(Dataset entries)
PR #150, opened 2020-05-24
Add get_num_threads function

### LINKED ISSUE #117: `get` version of `FFTW.set_num_threads()`?
I want to temporarily change `FFTW.set_num_threads()` and restore what it was, but can't find `FFTW.get_num_threads()` or an equivalent to read before setting.

Does such a function exist?

galenlynch:
While it is possible to change the number of threads used by FFTW plans with
`set_num_threads`, it is impossible to see what the current value is. This is
made difficult because FFTW3 does not, as far as I know, provide a way to do
this. However, caching the last argument passed to `set_num_threads` as a
constant in FFTW.jl allows later access. I have added a constant,
`PLAN_NUM_THREADS` to keep track of the last argument to `set_num_threads`,
modified `set_num_threads` to update this constant, and added a function
`get_num_threads` to access the constant.

Closes #117

### DIFF
--- a/src/fft.jl
+++ b/src/fft.jl
@@ -108,6 +108,11 @@ const fftwSingle = Union{Float32,Complex{Float32}}
 const fftwTypeDouble = Union{Type{Float64},Type{Complex{Float64}}}
 const fftwTypeSingle = Union{Type{Float32},Type{Complex{Float32}}}
 
+# cached argument to set_num_threads
+
+# Default of 1 because set_num_threads is only called if Threads.nthreads() > 1
+const PLAN_NUM_THREADS = Ref(Int32(1))
+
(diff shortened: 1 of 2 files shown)


stevengj:
This is reasonable, but I would ideally like to fix this in the FFTW C library; otherwise in principle this could return the wrong result if a C library links to FFTW and changes this.

https://github.com/FFTW/fftw3/blob/516116615362334c2051a16ec1658a888573ab63/threads/api.c#L70-L81 is where a new function `int X(planner_nthreads)(void) { return X(the_planner)()->nthr; }` would go.

galenlynch:
I will attempt to add this to the FFTW C library instead of caching it in Julia (FFTW/fftw3#205).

Assignment:
In full and word for word, output the entries.

Result below:
PR #150, opened 2020-05-24
Add get_num_threads function

### LINKED ISSUE #117: `get` version of `FFTW.set_num_threads()`?
I want to temporarily change `FFTW.set_num_threads()` and restore what it was, but can't find `FFTW.get_num_threads()` or an equivalent to read before setting.

Does such a function exist?

galenlynch:
While it is possible to change the number of threads used by FFTW plans with
`set_num_threads`, it is impossible to see what the current value is. This is
made difficult because FFTW3 does not, as far as I know, provide a way to do
this. However, caching the last argument passed to `set_num_threads` as a
constant in FFTW.jl allows later access. I have added a constant,
`PLAN_NUM_THREADS` to keep track of the last argument to `set_num_threads`,
modified `set_num_threads` to update this constant, and added a function
`get_num_threads` to access the constant.

Closes #117

### DIFF
--- a/src/fft.jl
+++ b/src/fft.jl
@@ -108,6 +108,11 @@ const fftwSingle = Union{Float32,Complex{Float32}}
 const fftwTypeDouble = Union{Type{Float64},Type{Complex{Float64}}}
 const fftwTypeSingle = Union{Type{Float32},Type{Complex{Float32}}}
 
+# cached argument to set_num_threads
+
+# Default of 1 because set_num_threads is only called if Threads.nthreads() > 1
+const PLAN_NUM_THREADS = Ref(Int32(1))
+
(diff shortened: 1 of 2 files shown)


stevengj:
This is reasonable, but I would ideally like to fix this in the FFTW C library; otherwise in principle this could return the wrong result if a C library links to FFTW and changes this.

https://github.com/FFTW/fftw3/blob/516116615362334c2051a16ec1658a888573ab63/threads/api.c#L70-L81 is where a new function `int X(planner_nthreads)(void) { return X(the_planner)()->nthr; }` would go.

galenlynch:
I will attempt to add this to the FFTW C library instead of caching it in Julia (FFTW/fftw3#205).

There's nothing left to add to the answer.